As Brown tells it, in the fall of 1835, he found himself broke in Monroe, Michigan, having been cheated out of his summer’s earnings by a dishonest steamship captain. Brown sought employment with the local barber and, after being repeatedly turned down, he embraced the spirit of the free market and opened his own shop directly across the street from his competition. According to Brown, one of the barber’s customers offered him “a room in which to commence business. . . on the opposite side of the street” as well as his influence with the townspeople. Brown eagerly accepted and, in order to attract new business, made an impressive sign for the barbershop, advertising himself as the “Fashionable Hair-dresser from New York, Emperor of the West”. Although “the Emperor” had never actually been to New York, his marketing strategy was a great success. He reports that “in a few weeks I had the entire business of the town, to the great discomfiture of the other barber”. Flush with profit, Brown took the advice of a friend and printed and distributed “shinplasters”: promissory notes for small amounts of money — spare change, essentially — that he could give to his customers, and which would then circulate alongside other kinds of money in Monroe. Brown offers his readers a detailed explanation of this unusual economic situation:
At this time, money matters in the Western States were in a sad condition. Any person who could raise a small amount of money was permitted to establish a bank, and allowed to issue notes for four times the sum raised. This being the case, many persons borrowed money merely long enough to exhibit to the bank inspectors, and the borrowed money was returned, and the bank left without a dollar in its vaults, if indeed it had a vault about its premises. The result was that banks were started all over the Western States, and the country flooded with worthless paper. These were known as the ‘Wild Cat Banks.’ Silver coin being very scarce, and the [state-chartered] banks not being allowed to issue notes for a smaller amount than one dollar, several persons put out notes of from 6 to 75 cents in value; these were called ‘Shinplasters.’ The Shinplaster was in the shape of a promissory note, made payable on demand. I have often seen persons with large rolls of these bills, the whole not amounting to more than five dollars.

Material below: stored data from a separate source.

PR #634, opened 2026-09-04
Support slashless exit alias

bennor:
Allow dummies like me who can't stop typing `exit` to end a session that way.


src/core/app/input_submit_runtime.zig
```diff
@@ -2053,6 +2059,85 @@ pub fn directCommand(expanded: []const u8) ?[]const u8 {
     return expanded[1..];
 }
 
+/// A submission without a leading slash can only name a command when the whole
```
bennor, line 2062: @fazxes I'm not sure how good this is for Zig code. It's all vibed. Feel free to fix it.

As Brown explains it, the lack of small change in Monroe — a nationwide scarcity in this period — created a demand for shinplasters: small denomination bills issued by private businesses serving as Wildcat banks (like Brown’s barber shop) and backed by nothing more than the confidence of the local community. In Bank Notes and Shinplasters: The Rage for Paper Money in the Early Republic, Joshua R. Greenberg recounts how during the 1830s these western banks were often labelled as fraudulent, “wild cat” organizations, the joke being that such banks — in order to discourage anyone from trying to redeem their notes — were “located in areas so remote that only wildcats lived nearby”. Value often decreased over distance: dollars from a Monroe, Michigan bank were worth less in New York City because the issuing bank was regarded as unreliable, while the note itself was harder to redeem (the note holder would have to travel almost six hundred miles to cash it, if it could be cashed at all). Americans would need to constantly haggle over the perceived value of hundreds of different bank notes in their day-to-day lives, while papers like Counterfeit Detector and Bank Note List and Thompson’s Bank Note Reporter provided detailed — and constantly shifting — lists of which notes were reliable and which were not.